Naturalization policies, citizenship regimes, and the regulation of belonging in anxious societies

National citizenship is a core mode of social membership and belonging in ‘modern’ societies. In democratic societies, citizenship carries an aspiration to inclusion – so, citizens have a claim to equal social rights and membership. However, the institutions that are responsible for granting access to citizenship are falling well short of this vision. This gap is especially evident for migrants who want to become citizens or want to claim a long-term residence permit but find that the legal or financial barriers are too high. Citizenship has always operated to exclude some people just as much as it includes others, and indeed is argued by some to be inherently exclusionary, a story of complacency, hypocrisy, and domination, flattering to citizens and demeaning for noncitizens (Kochenov, 2019).

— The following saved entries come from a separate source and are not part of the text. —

PR #210, opened 2021-09-17
Synthesis fixer panic

Koeng101:
If the very end of a sequence is a restriction enzyme site, and the leftover arithmetic worked out in the right way, a panic could be called during synthesis fixing. This fixes the remove sequence function to make this not happen and adds a check within the synthesis fixer (future proofing for other synthesis fixing functions).

Included is a regression test.


synthesis/synthesis_test.go
```diff
@@ -226,3 +226,15 @@ func TestBadCodonTable(t *testing.T) {
...
+	_, _, _ = FixCdsSimple(gene, codonTable, []string{"GAAGAC", "GGTCTC", "GCGATG", "CGTCTC", "GCTCTTC", "CACCTGC", "CGTCTC"})
```
TimothyStiles, line 238: We're just assuming this test passes if we call the function and it doesn't panic correct? Sanity test for me because I'm tired and can't remember if this should work or not.

Koeng101: Yes, we're simply testing that the Go program doesn't go "AH FUCK".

With regard to the citizenship of migrants (especially those who naturalise), we see that inclusion and exclusion are the simultaneous experiences of the same people. Recent innovations in policies on access to citizenship across a wide range of countries contribute to a troubling observation: getting access to legal citizenship has become increasingly difficult, in particular for the most vulnerable groups of migrants, and gaining citizenship in the legal sense sometimes does not make one a citizen in a comprehensive substantive sense. The authors of this Special Issue aim to address these transformations from a sociological perspective, to respond to two questions. Through these questions, they aim to contribute to the literature on critical citizenship as well as to the emerging literature on the ‘lived experience’ of citizenship. (1) How do we make sense of the changes in policies on access to citizenship in the last 20 years? (2) How do these changes affect migrants who claim access to citizenship?

Leah Bassel, Pierre Monforte, David Bartram, Kamran Khan, Naturalization policies, citizenship regimes, and the regulation of belonging in anxious societies, Ethnicities, 2020.